On 02/12/2017 06:36 PM, Bob Weber wrote:


After writing this I wonder if I am over doing this.  I just don't want to loose
data from a failing drive.  I lived through 3.5 inch floppies which seemed to
always fail.  And tape drives that were painfully slow.  Not to mention back in
the mid 70s saving Z80 programs and data to audio cassette tapes at 1200 baud!
I was so glad to get my first 8 inch floppys working.

...Bob

I, too remember the cassette tapes for saving files and programs on my 
TRS-80 Model III.  I think I still have a few of those tapes (10 minutes 
tapes for a single program) lying around.  The Radio Shack cassette 
player has long since died, however.



Marc



Re: HELP! Re: How to fix I/O errors? (SOLVED)

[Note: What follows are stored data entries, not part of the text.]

PR #9178, opened 2025-09-24
Expose init prompt without mcpalpha experiment

samedson:


src/mcp/prompts/core/index.ts
```diff
@@ -2,9 +2,6 @@ import { init } from "./init";
 import { deploy } from "./deploy";
 import { isEnabled } from "../../../experiments";
```
joehan: Remove this, and then LGTM

joehan (approved):
LGTM after the unused dep is removed.

PR #9179, opened 2025-09-24
Add short-circuiting functionality to the init prompt

samedson:
Screenshot 2025-09-24 at 4 35 12 PM


src/mcp/prompts/core/init.ts
```diff
@@ -18,14 +19,38 @@ export const init = prompt(
     },
   },
   async ({ prompt }, { config, projectId, accountEmail }) => {
+    const shortCircuitUrls: Record<string, string> = {
+      "ai-logic": "firebase://guides/init/ai",
+      backend: "firebase://guides/init/backend",
+    };
```
mbleigh: Let's move this out of the prompt fn definition and have it be something like `const GUIDE_PARAMS = {...}` then check against the constant object in this spot..

src/mcp/prompts/core/init.ts
```diff
@@ -18,14 +19,38 @@ export const init = prompt(
...
-          text: `
+          text: shortCircuitUrl
+            ? makeShortCircuitPrompt(shortCircuitUrl)
+            : makeDefaultPrompt(platform, projectId, accountEmail, config),
+        },
+      },
+    ];
+  },
+);
+
```
mbleigh: I was imagining we would literally just programmatically load the content of the short-circuited-to guide (i.e. import `init_ai` and inline it in place of the default prompt) rather than making the model do a tool call to retrieve.

samedson: Let me try that out

src/mcp/prompts/core/init.ts
samedson: Done

samedson:
This is updated

PR #9183, opened 2025-09-24
chore(mcp): drop "experimental" from mcp command

mbleigh:
Still allows the command to be run with `experimental:` prefix to avoid breaking existing users.


joehan:
Dupe of https://github.com/firebase/firebase-tools/pull/9168 i beleive

PR #10596, opened 2026-06-03
emulator: validate Host header to mitigate DNS-rebinding

adilburaksen:
## Description

The local emulator HTTP servers all use `cors({ origin: true })` and perform no `Host`-header validation. A web page open in a developer's browser can therefore reach the (unauthenticated) emulator APIs via **DNS-rebinding** — rebind an attacker-controlled domain to `127.0.0.1`, after which requests are same-origin so CORS no longer applies — and drive the emulator endpoints (read/modify/delete local emulator data, toggle Cloud Functions triggers, etc.).

## Fix

Add a small `hostValidationMiddleware` (`src/emulator/hostValidation.ts`) that rejects requests whose `Host` header is not a loopback/configured host, wired as the first middleware on every emulator's express app — Hub/UI via `ExpressBasedEmulator`, plus Auth, Storage, Eventarc, Tasks, and Functions.

Enforcement happens **only when the emulator is bound exclusively to loopback addresses** (the rebinding-vulnerable default). If the operator bound to a non-loopback address (`0.0.0.0`, `::`, or a specific host) they have opted into remote access — e.g. the tunnel support from #4227 — so the middleware becomes a no-op and those setups keep working.

The legitimate callers (the `HubClient` node client, the CLI, and the Emulator UI) send loopback `Host` headers and requests without a `Host` header are allowed, so they are unaffected.

## Testing

- Typecheck (`tsc --noEmit`) passes; files are prettier-clean.
- Middleware behavior verified: under a loopback bind it allows `Host: localhost` / `127.0.0.1` / `::1` / `[::1]` / the configured host (and requests with no `Host`), and returns `403` for an untrusted host (e.g. a rebound attacker domain); under a non-loopback bind it is a pass-through.

### DIFF
--- a/src/emulator/ExpressBasedEmulator.ts
+++ b/src/emulator/ExpressBasedEmulator.ts
@@ -6,6 +6,7 @@ import * as utils from "../utils";
 import { Emulators, EmulatorInstance, EmulatorInfo, ListenSpec } from "./types";
 import { createServer } from "node:http";
 import { IPV4_UNSPECIFIED, IPV6_UNSPECIFIED } from "./dns";
+import { hostValidationMiddleware } from "./hostValidation";
 import { ListenOptions } from "node:net";
 
 export interface ExpressBasedEmulatorOptions {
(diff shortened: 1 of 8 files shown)


adilburaksen:
@joehan this is the companion to the Hub cross-origin PR — it validates the Host header on the emulator to mitigate DNS-rebinding against localhost. Happy to fold the two together if you'd rather review them as one.

PR #10608, opened 2026-06-09
fix-windows-python-init

shettyvarun268:
This pull request fixes a bug on Windows where initializing Firebase Functions with Python fails during the dependency installation step, throwing a misleading error that says it cannot find the file activate.bat (ENOENT).

The Problem
During investigation, we found that this error is caused by two different issues. First, if a user does not have Python installed or configured in their system PATH, the step to create the virtual environment fails silently because the Firebase CLI does not check its exit code. The CLI then moves on to execute the activation script, which fails because the virtual environment folder was never actually created.

Second, even if a user has Python installed, the installation command tries to run pip3 directly to upgrade pip. On Windows, the operating system locks the pip3 executable while it is running, which causes the upgrade to fail. In both of these failure cases, a quirk in the command-spawning library on Windows translates the failure into a misleading "file not found" error for the activate.bat file, hiding the real root cause.

The Solution
To fix these issues, we updated the virtual environment creation step to output python errors directly to the terminal and to verify the command's exit code. If the virtual environment fails to build (due to a missing Python installation), the CLI now stops immediately and shows a clear error message.

We also changed the dependency commands to use python -m pip instead of calling pip3 directly. This approach is the recommended standard because it runs the command through the Python interpreter, avoiding the Windows file-locking issue. Finally, we added unit tests to ensure that the Python codebase is initialized with the correct configuration and that failures are caught and reported properly.

### DIFF
--- a/src/init/features/functions/python.ts
+++ b/src/init/features/functions/python.ts
@@ -1,4 +1,5 @@
-import * as spawn from "cross-spawn";
+import { ChildProcess } from "child_process";
+import { wrapSpawn } from "../../spawn";
 
 import { Config } from "../../../config";
 import { getPythonBinary } from "../../../deploy/functions/runtimes/python";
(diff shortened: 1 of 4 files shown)


src/init/features/functions/python.ts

2017-02-12 Thread Bob Weber
On 02/12/2017 01:59 PM, Marc Shapiro wrote:
> On 02/12/2017 08:30 AM, Marc Auslander wrote:
>> I do not use LVM over raid 1.  I think it can be made to work,
>> although IIRC booting from an LVM over RAID partion has caused issues.
> my boot partitions are separate.  They are not under LVM.
>> LVM is useful when space requirements are changing over time and the
>> ability to add additional disks and grow logical partions is needed.
>> In my case, that isn't an issue.  I have only a small number of
>> paritions - 3 because of history but starting from scratch, I'd only
>> have two - root (including boot) and /home.
> I started using LVM when I had a much smaller disk (40GB).  With the current
> 1TB disk, even with three accounts on the box, and expanding several
> partitions when moving to the new disk, I have still partitioned less than
> half the disk and that is less than 1/3 used. So, no, LVM is probably not an
> issue any more.
>
> BTW, what is your third partition, and why would you not separate it now if
> starting from scratch?
>> I converted to mdamd raid as follows, IIRC.
>>
>> Install the second disk, and parition it the way I wanted.
>> Create a one disk raid 1 partion in each of the new paritions.
>> Take down my system, boot a live system from CD, and use a reliable
>> copy program like rsync to copy each of the partitions contents to the
>> equivalent raid partition.
>> Run grub to set the new disk as bootable.  This is by far the
>> trickiest part.
>> Boot the new system and verify it's happy.
>> Repartion the now spare disk to match the new one if necessary.
>> You may need to zero the front of each partion with dd if=/dev/zero
>> to avoid mdadm error checks.
>> Add the partitions from that disk to the mdadm paritions and let mdadm
>> do its thing.
>>
> On 02/12/2017 07:08 AM, Bob Weber wrote:
>>
>> I use raid 1 also for the redundancy it provides.  If I need a backup I just
>> connect a disk, grow each array and add it to the array (I have 3 arrays for
>> /, /home and swap).  It syncs up in a couple hours (depending on size of the
>> array).  If you have grub install itself on the added disk you have a
>> bootable copy of your system (mdadm will complain about a degraded array).  I
>> then remove the drive and place it in another outbuilding in case of fire. 
>> You can even use a external USB disk housing for the drive to keep from
>> shutting down the system.  The sync is MUCH slower ... just coma back the
>> next day and you will have your backup.  You then grow each array back to the
>> number of disks you had before and all is happy again.  Note that this single
>> disk backup will only work with raid 1.
>>
> So, how do you do a complete restore from backup?  Boot from just the single
> backup drive and add additional drives as Marc Auslander describes, above?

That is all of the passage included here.